Customer picked the last three in this picture and they are on the way to AR. The last one in the picture was not complete at the time the photo was taken. Now to get the other 16 finished and ready to go before Dec. 15. Thank goodness I had some Christmas stock put back or there is no way I could make it.
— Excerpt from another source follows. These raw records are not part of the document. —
PR #306, opened 2019-11-26
Wrap assertJavascriptVariableType in waitFor

BKorenek:
## Problem
assertJavascriptVariableType fails immediately if the variable is not of the expected type. Since the variable is often set asynchronously, there is a race condition where the assertion fails before it is set.

## Fix
Wrap the method in a waitFor so the assertion can retry until it passes or the timeout expires.


src/Behat/FlexibleMink/Context/JavaScriptContext.php
```diff
@@ -43,16 +43,20 @@ public function assertJavascriptVariableHasAValue($variable)
...
+        $session = $this->getSession();
 
-        // If it doesn't match - we failed.
-        if ($result != $type xor $not) {
-            throw new ExpectationException(
-                "The variable \"$variable\" should$not be type $type, but is $result",
-                $this->getSession()
-            );
-        }
+        $this->waitFor(static function () use ($type, $not, $variable, $session) {
```
Chekote: I never thought of using static for closures, but it makes a lot of sense. It would probably help with beating the shit out of the GC during Behat tests. 🤔

Issue #321, opened 2020-03-11
Image loaded and image check dynamic support


rashidsaf:
### Problem description
We started to use dynamically loading images with no `src` or a placeholder URL instead of the actual image address. But in FlexibleMink we are checking the `src` attribute for comparison

### Acceptance criteria
- [ ] Compare the `currentSrc` DOM property instead of the html `src` attribute of the img
- [ ] Write test

rashidsaf:
Scored with @fortoulrodolfo and @manuerumx

juliohl:
### QA - Local
Spoke with @rashidsaf and the modifications are related to behat tests only. I tried to execute a sanity test round, however, there is no UI interface within the PR so I'm unable to do it. Moving to **Deploy & Test**.

fiyyazp:
will more to review today

fiyyazp:
will move to QA today

BKorenek:
#327 Cannot test flexible locally, only affects testing. Moving to deploy and test. #9999

BKorenek:
No production QA to do, moving to in progress to create PR's against corresponding repo's. #9999

BKorenek:
Moving to approval, I thought more PR's were needed but they are not.

PR #324, opened 2020-03-11
Check image

rashidsaf:
For https://github.com/Medology/FlexibleMink/issues/321

### Problem description
We started to use dynamically loading images with no `src` or a placeholder URL instead of the actual image address. But in FlexibleMink we are checking the `src` attribute for comparison

### Solution
- Refactored the code so now it can test the actual loaded URL (`currentSrc`) instead of the attribute
- Added new test scenario for check the behavior
- Fixed some scripts used in CI build

### DIFF
--- a/bin/init/wait_for_services.sh
+++ b/bin/init/wait_for_services.sh
@@ -1,5 +1,7 @@
 #!/usr/bin/env bash
 
+set -eu
+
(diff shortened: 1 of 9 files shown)


rashidsaf:
> If you haven't already done so, please also submit a PR for 2.0.

I am gonna do it today, was waiting for the code review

Reactions: Like 3 | EyeCandy! 3


----------



## Fsyxxx (Nov 9, 2015)

Those are beauties! What's the handle material on the third one!


----------



## Nature Man (Nov 10, 2015)

Congrats on success! Your knives are amazing, so it is no surprise to the rest of us that you are now jammed! Chuck

Reactions: Thank You! 1


----------



## barry richardson (Nov 10, 2015)

robert flynt said:


> Said I wasn't going to get jammed up before Christmas, but a repeat customer called to order three knives to get there before next Saturday and 16 more knives before Christmas!!! Sent pictures and it want be terrible if he will accept most of what I have on hand but it will completely wipe out my Christmas stock. Dog gone it, its was just to hard to say no, so I did it to my self again!


That's your punishment for making excellent stuff Robert I kinda know how you feel, I thought I had made enough stuff (wood turnings mostly) to take care of holliday demand, but 2 customers, one new and one a regular, have claimed a big chunk of my inventory already. Ah well, I guess there are worse problems to have.....

Reactions: Like 2 | Thank You! 1


----------



## robert flynt (Nov 10, 2015)

Fsyxxx said:


> Those are beauties! What's the handle material on the third one!


It is musk ox horn.

Reactions: Thank You! 1


----------



## robert flynt (Nov 10, 2015)

barry richardson said:


> That's your punishment for making excellent stuff Robert I kinda know how you feel, I thought I had made enough stuff (wood turnings mostly) to take care of holliday demand, but 2 customers, one new and one a regular, have claimed a big chunk of my inventory already. Ah well, I guess there are worse problems to have.....


It will cut in to my hunting and fishing some, but having the Christmas stock saved my bacon. I want have to make to many more and this summer I made and heat treated a lot of blades. Having those will make it possible to fill the order and still some hunting and fishing time. Will have to turn down the late Christmas customers but as the say a bird in hand.


----------